What is expected ▸ Please copy exactly the lines from the top of the data through the line containing "## 🐛 Performance Issue", and nothing else.

Records from a dataset

• • • •

PR #797, opened 2019-08-27
[Test] set seed for nn test graph generation

BarclayII:


BarclayII:
Closed since this is intended for debugging CI and ChebConv

Issue #784, opened 2019-08-22
[Kernel][Perf] Message builtin with broadcasting is slow compared to UDF


jermainewang:
## 🐛 Performance Issue

One example is when using `u_mul_e` with broadcasting, the speed is quite slow compared to using UDF. Note that UDF should ideally be slower than built-in because node data needs to be duplicated to edges. This issue is found in NNConv module #779 .

## To Reproduce

Use the following testing script:
```python
import dgl
import time
import numpy as np
import scipy as sp
import torch

adj = sp.sparse.random(550, 550, 0.05)
G = dgl.DGLGraph(adj)
N = G.number_of_nodes()
M = G.number_of_edges()
print(N)
print(M)

def udf(edges):
    return {'m' : edges.src['h'] * edges.data['w']}

def time_udf(G):
    dur = []
    for i in range(50):
        if i >= 5:
            t0 = time.time()
        G.update_all(udf, dgl.function.sum('m', 'hh'))
        if i >= 5:
            dur.append(time.time() - t0)
    return np.average(dur)

def time_builtin(G):
    dur = []
    for i in range(50):
        if i >= 5:
            t0 = time.time()
        G.update_all(dgl.function.u_mul_e('h', 'w', 'm'), dgl.function.sum('m', 'hh'))
        if i >= 5:
            dur.append(time.time() - t0)
    return np.average(dur)

G.ndata['h'] = torch.randn((N, 64, 1))
G.edata['w'] = torch.randn((M, 64, 64))
G.to(torch.device('cuda:0'))
print('udf time:', time_udf(G))
print('builtin time:', time_builtin(G))

G.ndata['h'] = torch.randn((N, 64, 64))
G.edata['w'] = torch.randn((M, 64, 64))
G.to(torch.device('cuda:0'))
print('udf time:', time_udf(G))
print('builtin time:', time_builtin(G))
```

Run it with `CUDA_LAUNCH_BLOCKING=1 python t.py`. On a P3 machine, I got following result:

```
550
15125
udf time: 0.0021312501695421007
builtin time: 0.003366051779852973
udf time: 0.003186459011501736
builtin time: 0.001470041275024414
```

As you can see, when node feature shape is (64, 1) and edge feature shape is (64, 64), builtin kernel is ~1.5 times slower than UDF. As a comparison, if the node feature shape is also (64, 64) so no broadcasting is required, DGL builtin is much faster as expected.

## Additional context

[...]

PR #815, opened 2019-08-31
[Kernel][Perf] Message builtin with broadcasting performance optimization

classicsong:
## Description
Here is the performance optimization for builtin broadcasting opts (e.g., u_add_v, u_mul_v, etc.). 
This optimization is based on edge partition (current minigun version), this may need further optimization if we change the underling minigum graph execution policy.

The optimization includes:
1. Combined Unravel and Ravel to improve data loading pipline.
2. Figuring out which one side(lhs, rhs) is to broadcast to eliminate unnecessary ops.

The test code follows #784, The overall performance is (The test was done on a P3 machine):

| A mul B (ms) | UDF | Original | URRevel | Original/UDF | URRevel/UDF |
| --- | --- | --- | --- | --- | --- |
| 64x1,64x16 | 0.957447 | 1.238871 | 1.086717 | 129% | 114% |
| 64x16,64x1 | 1.143344 | 1.201614 | 1.047124 | 105% | 92% |
| 64x1,64x32 | 1.334397 | 1.917760 | 1.579565 | 144% | 118% |
| 64x32,64x1 | 1.709864 | 1.720285 | 1.431730 | 101% | 84% |
| 64x1,64x64 | 2.072053 | 2.924156 | 2.454148 | 141% | 118% |
| 64x64,64x1 | 2.900102 | 2.776416 | 2.311436 | 96% | 80% |
| 256x1,256x32 | 3.796005 | 5.262550 | 4.375209 | 139% | 115% |
| 256x32,256x1 | 5.252356 | 4.976400 | 4.107655 | 95% | 78% |
| 256x1,256x64 | 6.907299 | 9.877385 | 8.164803 | 143% | 118% |
| 256x64,256x1 | 9.879049 | 9.287098 | 7.624669 | 94% | 77% |
| 256x1,256x128 | 13.496282 | 19.118198 | 15.871180 | 142% | 118% |
| 256x128,256x1 | 19.603629 | 17.201047 | 13.960610 | 88% | 71% |
| Overall |   |   |   | 118% | 99% |

#784 

## Checklist
- [x] Code is well-documented


src/kernel/cuda/binary_reduce_impl.cuh
```diff
@@ -72,6 +72,53 @@ __device__ __forceinline__ int64_t Ravel(
   return out;
 }
 
+/*
+ * Merge convert flattened index to multi-dimension index according to output shape
+ * and Convert multi-dimension index to flattened index for lhs or rhs (assume row-major).
+ */
+__device__ __forceinline__ void URRavel(
```
yzh119: This function basically fuses unravel with lhs_ravel and rhs_ravel. Besides, it uses loop unroll to reduce the overhead of for loop.
I think the function name is not intuitive, could you provide an explaination in comments?

src/kernel/cuda/binary_reduce_impl.cuh
```diff
@@ -72,6 +72,53 @@ __device__ __forceinline__ int64_t Ravel(
...
+    int64_t idx, int ndim, const int64_t* shape, const int64_t* stride,
```
yzh119:
```suggestion
    int64_t idx, int ndim, const int64_t* out_shape, const int64_t* out_stride,
```

src/kernel/cuda/binary_reduce_impl.cuh
```diff
@@ -72,6 +72,53 @@ __device__ __forceinline__ int64_t Ravel(
...
+    for (int d = 0; d < ndim; ++d) {
+      int64_t o_sh = shape[d];
+      int64_t o_st = stride[d];
+      int64_t rhs_sh = rhs_shape[d];
+      int64_t rhs_st = rhs_stride[d];
+      
+      int64_t i = (idx / o_st) % o_sh;
+      /*
+       * Simplfied for rhs_out += min(i, rhs_sh - 1) * rhs_st;
+       * rhs_sh be N or 1
```
yzh119: explain what is `N`, I suspect it is `o_sh`?

src/kernel/cuda/binary_reduce_impl.cuh
```diff
@@ -72,6 +72,53 @@ __device__ __forceinline__ int64_t Ravel(
...
+       */
+      if (rhs_sh > i) {
```
yzh119: I'm not sure which one is more intuitive, if you use `if` style, I suggest not to mention `min(i, rhs_sh - 1) * rhs_st` in the doc, which might be confusing.

src/kernel/cuda/binary_reduce_impl.cuh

• • • •

Written answer ▸
PR #797, opened 2019-08-27
[Test] set seed for nn test graph generation

BarclayII:


BarclayII:
Closed since this is intended for debugging CI and ChebConv

Issue #784, opened 2019-08-22
[Kernel][Perf] Message builtin with broadcasting is slow compared to UDF


jermainewang:
## 🐛 Performance Issue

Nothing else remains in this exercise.